زان سگالش شرم هم میداشتند ** کندهها را باز میانباشتند
Nihayet bir şey bulamayınca bu zandan utandılar, çukurları doldurmaya koyuldular.
بیعدد لا حول در هر سینهای ** مانده مرغ حرصشان بیچینهای 2075
Her biri sayısız Lahavle okumaktaydı. Tamah kuşları gıdasız kalmıştı.
زان ضلالتهای یاوهتازشان ** حفرهی دیوار و در غمازشان
Duvarın, kapının yarıkları, delikleri, onların o beyhude sapıklığına şahitti.
ممکن اندای آن دیوار نی ** با ایاز امکان هیچ انکار نی
Sanki duvar değildi, inkar edememeleri için Eyaz’ın huzurunda onlar aleyhinde birer tanıktı.
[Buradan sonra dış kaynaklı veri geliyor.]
PR #840, opened 2022-08-05
[Feat/Addition] Add resource for EC2SpotInstanceRequest

pww217:
First, thanks for the tool, and in advance for taking a look at this PR. 

When using this on our own infra we found that it failed to delete EC2 Spot Instance Requests, which we used for ad-hoc instances and not for fleets.

What this meant is that especially if using persistent spot types, the instances would be terminated by aws-nuke but simply restart themselves because their request was still present.

I'm not 100% sure this is how to solve this problem, so please review. Go is not my strong suite, but my basic thought was that it simply was a resource that wasn't evaluated by the application.

It passed CI and Testing here:

https://github.com/pww217/aws-nuke/runs/7694603979?check_suite_focus=true

I tried to build and test my own image but had some trouble. If that's required I can try to make it work.

### DIFF
--- a/resources/ec2-spot-instance-request.go
+++ b/resources/ec2-spot-instance-request.go
@@ -1,0 +1,66 @@
+package resources
+
+import (
+	"fmt"
+
+	"github.com/aws/aws-sdk-go/aws"
+	"github.com/aws/aws-sdk-go/aws/session"
+	"github.com/aws/aws-sdk-go/service/ec2"
+)
+
+type EC2SpotInstanceRequest struct {
+	svc   *ec2.EC2
+	id    string
+	state string
+}
+
+func init() {
+	register("EC2SpotInstanceRequest", ListEC2SpotInstanceRequests)
+}
+
+func ListEC2SpotInstanceRequests(sess *session.Session) ([]Resource, error) {
+	svc := ec2.New(sess)
+
+	resp, err := svc.DescribeSpotInstanceRequests(nil)
+	if err != nil {
+		return nil, err
+	}
+
+	resources := make([]Resource, 0)
+	for _, config := range resp.SpotInstanceRequestConfigs {
+		resources = append(resources, &EC2SpotInstanceRequest{
+			svc:   svc,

گر خداع بیگناهی میدهند ** حایط و عرصه گواهی میدهند
Suçsuz birisine bir töhmet atıldı mı duvar ve ören tanıklık verir.
باز میگشتند سوی شهریار ** پر ز گرد و روی زرد و شرمسار
Hasılı üstleri, basları tozla toprakla dolu, yüzleri sapsarı utanmış bir halde Padişahın huzuruna vardılar.
بازگشتن نمامان از حجرهی ایاز به سوی شاه توبره تهی و خجل همچون بدگمانان در حق انبیا علیهمالسلام بر وقت ظهور برائت و پاکی ایشان کی یوم تبیض وجوه و تسود وجوه و قوله تری الذین کذبوا علی الله وجوههم مسودة
Kovucuların, Eyaz'ın odasından torbaları boş, utanmış olarak Padişahın huzuruna gelmeleri, Nitekim "O gün bir gündür ki yüzler ağarır o gün, yüzler kararır" ve "Tanrıya yalan isnad edenleri görürsün ki yüzleri kapkara olmuş" ayetleri hükmünce peygamberlerin kötülükten ari ve tertemiz oldukları anlaşılınca onlar hakkında kötü düşüncelere saplananlar da utanırlar.
شاه قاصد گفت هین احوال چیست ** که بغلتان از زر و همیان تهیست 2080
Padişah mahsustan fikrini gizleyerek onlara “Hayrola koltuklarınızda ne altın var, ne torba.
ور نهان کردید دینار و تسو ** فر شادی در رخ و رخسار کو
Paralarla ağır kumaşları gizlediyseniz yüzünüzdeki neşe nerede? dedi.